I.Agency export,Does the "profit portion" belong to service fees or trade price differentials?
According to the Measures for the Administration of Value - Added Tax on Cross - border Taxable Activities in 2025, the profits from agency exports need to be classified into two categories for handling:
- Explicit service fees: The agency service fees clearly stipulated in the contract, and a 6% special value - added tax invoice shall be issued
- Implicit price differences: The difference between the purchase price and the export price needs to meet three conditions:
- The profit - sharing mechanism is stipulated in the agency agreement
- Keep complete capital transfer vouchers
- The price difference does not exceed 30% of the industrys average profit rate
In 2024, a clothing export enterprise was ordered by the tax authorities to pay back 820,000 yuan in taxes due to its failure to clearly distinguish between service fees and price differences. This case warns that the profit composition needs to be planned in advance.
II. Can the profit from agency exports be directly invoiced with a pro - forma invoice?
Year 2025Transboundary PaymentsThe new regulatory requirements state:
- Cross - border RMB payment: A value-added tax invoice must be issued with the remark "cross-border taxable activities."
- Foreign exchange receipt and payment: A pro - forma invoice can be supplemented but needs to meet the requirements:
- The single - payment amount does not exceed 50,000 US dollars
- The annual cumulative amount does not exceed 5% of the total revenue
Recommended adoption"VAT invoice + proforma invoice" dual-document modelmeets both tax requirements and conforms to the banks foreign exchange review standards.
III. What taxes and fees are involved in cross - border payment profit - sharing?
Take a typical agency export business as an example:
- Corporate income tax: Pay 25% of the profit - sharing amount
- Value Added Tax: 6% for the agency service fee part
- Withholding tax: A 10% withholding income tax needs to be levied on the share of overseas institutions
Newly implemented in 2025The Cross - border Digital Service Tax Treatystipulates that if the payment in a consecutive 12 - month period is less than 1 million yuan, an application for tax - exemption filing can be made. Enterprises should make good use of policy preferences.
IV. How to avoid the profit - sharing being recognized as transfer pricing?
The tax inspection focuses on three dimensions:
- Whether the transaction price deviates from the arms - length principle
- Whether the profit - distribution ratio conforms to the function and risk assumption
- Whether the disclosure of related - party information is complete
It is recommended to prepareThree supporting documents:
- A comparison table of prices of similar services from third parties
- An explanation of the profit - distribution calculation process
- Proof of the consistency between bank statements and contract terms
V. What are the compliant receipt and payment paths for the profit from agency exports?

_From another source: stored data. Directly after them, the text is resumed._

PR #798, opened 2025-10-24
ci: run main jobs from main repo only, check go mod tidy diffs

mmat11:
- Run push jobs from this repository only
- Check go mod tidy is updated

### DIFF
--- a/Makefile
+++ b/Makefile
@@ -449,3 +449,8 @@ check-clean-work-tree:
 		echo 'Working tree is not clean, did you forget to run "make"?' \
 		exit 1; \
 	fi
+
+.PHONY: check-go-mod
+check-go-mod:
+	go mod tidy
+	git diff -s --exit-code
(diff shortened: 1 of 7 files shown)


Makefile
```diff
@@ -449,3 +449,8 @@ check-clean-work-tree:
 		echo 'Working tree is not clean, did you forget to run "make"?' \
 		exit 1; \
 	fi
+
+.PHONY: check-go-mod
+check-go-mod:
+	go mod tidy
```
MrAlias, line 455: There are many `go.mod` files in the repository. Something like the follow is needed to update all go mod files.

```suggestion
	for d in $( find -type f -name 'go.mod' -exec dirname {} \; ); do (cd $d && go mod tidy); done
```

In other repositories we have this:

https://github.com/open-telemetry/opentelemetry-go/blob/e71de160de98a3fc8d97f957b88963b30f811977/Makefile#L209-L215

And use a separate check to validate a clean repository:

https://github.com/open-telemetry/opentelemetry-go/blob/e71de160de98a3fc8d97f957b88963b30f811977/Makefile#L260-L268

I think the `git diff` approach here is better, but we likely want to split these two targets up so they can be used independently.

PR #801, opened 2025-10-24
Add support for Elasticsearch client span

pinoOgni:
This PR introduces support for Elasticsearch client spans as part of #141.

In this initial implementation, support has been added for the `_search` operations. Additional operations will be covered in future PRs.

### DIFF
--- a/pkg/ebpf/common/http/elasticsearch.go
+++ b/pkg/ebpf/common/http/elasticsearch.go
@@ -122,6 +122,9 @@ func extractOperationName(req *http.Request) string {
 		return ""
 	}
 	parts := strings.Split(path, "/")
+	if len(parts) == 0 {
+		return ""
+	}
 	name := parts[len(parts)-1]
 	return strings.TrimPrefix(name, "_")
 }
@@ -137,8 +140,12 @@ func extractDBCollectionName(req *http.Request) string {
 	}
 
 	parts := strings.Split(path, "/")
-	if len(parts) > 0 {
-		return parts[0]
+	if len(parts) == 0 {
+		return ""
 	}
-	return ""
+	first := parts[0]
+	if strings.HasPrefix(first, "_") {
+		return ""
+	}
+	return first
 }
--- a/pkg/ebpf/common/http/elasticsearch_test.go
+++ b/pkg/ebpf/common/http/elasticsearch_test.go
@@ -67,6 +67,26 @@ func TestParseElasticsearchRequest(t *testing.T) {
 			expected: elasticsearchOperation{},
 			wantErr:  true,
 		},
+		{
+			name:  "Valid Post request with wrong query JSON type",
+			input: newRequest(http.MethodPost, "/test_index/_search", `{"query": "not_object"}`),
+			expected: elasticsearchOperation{
+				DBQueryText:      "{\"query\":\"not_object\"}",
+				DBOperationName:  "search",
+				DBCollectionName: "test_index",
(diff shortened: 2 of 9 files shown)


pkg/ebpf/common/http/elasticsearch.go
```diff
@@ -0,0 +1,144 @@
...
+
+// extractOperationName is a generic function used to extract the operation name
+// that is the endpoint identifier provided in the request
+func extractOperationName(req *http.Request) string {
+	path := strings.Trim(req.URL.Path, "/")
+	if path == "" {
+		return ""
+	}
+	parts := strings.Split(path, "/")
+	name := parts[len(parts)-1]
```
grcevski, line 128: Let's be careful and check the len(parts) here.

pkg/ebpf/common/http/elasticsearch_test.go
```diff
@@ -0,0 +1,93 @@
...
+	"strings"
+	"testing"
+)
+
+func TestParseElasticsearchRequest(t *testing.T) {
+	newRequest := func(method, target, body string) *http.Request {
+		return httptest.NewRequest(method, target, strings.NewReader(body))
+	}
+
+	tests := []struct {
```
grcevski, line 18: Can we add tests for various malformed bodies and incomplete queries? It can happen with partial buffers and customers sending wrong requests.

pkg/ebpf/common/http_transform.go
```diff
@@ -148,7 +154,7 @@ func HTTPInfoEventToSpan(parseCtx *EBPFParseContext, event *BPFHTTPInfo) (reques
 		requestBuffer = event.Buf[:]
 	}
 
-	if parseCtx != nil && !parseCtx.payloadExtraction.HTTP.GraphQL.Enabled {
+	if parseCtx != nil && !parseCtx.payloadExtraction.HTTP.GraphQL.Enabled && !parseCtx.payloadExtraction.HTTP.Elasticsearch.Enabled {
```
grcevski: Do you mind making a helper function like any payload extraction enabled etc.?

grcevski (approved):
Looks amazing!! I added some minor comments around testing certain functions and one bounds check. I'm approving and we are good to merge once these are addressed.

pkg/ebpf/common/http/elasticsearch_test.go
pinoOgni: Sure

pkg/ebpf/common/http_transform.go
pinoOgni: Done

pkg/ebpf/common/http/elasticsearch_test.go
pinoOgni: Hi @grcevski, I was implementing the required tests and it occurred to me: are we sure we want to consider a request with a malformed body/incomplete request as invalid? 

I'm currently checking if the JSON is good or not and for example this "{" is an invalid json, while this "{"query": "not_object"}" is a valid json but not to be a valid request it should be for example like this "`{"query":{"match_all":{}}}"`. 
From our point of view it's just a request to an elasticsearch server which will reply with `400 Bad request` and we can categorize it as elasticsearch request instead of just http.
What do you think?

grcevski: Oh that's a good point! let's keep it as is!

The compliant fund channels in 2025 include:
- Cross - border RMB two - way fund pool: Applicable to internal settlement within the group
- Foreign exchange derivative instruments: Forward foreign exchange settlement and sales to lock in exchange rate risks
- Cross - border e - commerce receipt and settlement channel: A fast - track for single - payment amounts below 200,000 US dollars
Special attentionThree strict prohibitions:
- Enterprise profits shall not be received or paid through personal accounts
- Cross - border payments with fictitious trade backgrounds are prohibited
- The use of illegal channels such as underground banks is eliminated
It is recommended that enterprises be established in 2025.Four-in-one risk prevention and control system: ① Review of contract terms ② Management of transaction vouchers ③ Tax filing and registration ④ Monitoring of capital flow. When necessary, enterprises can apply for AEO certification from the customs to enjoy the facilitation policies for customs clearance and tax rebates.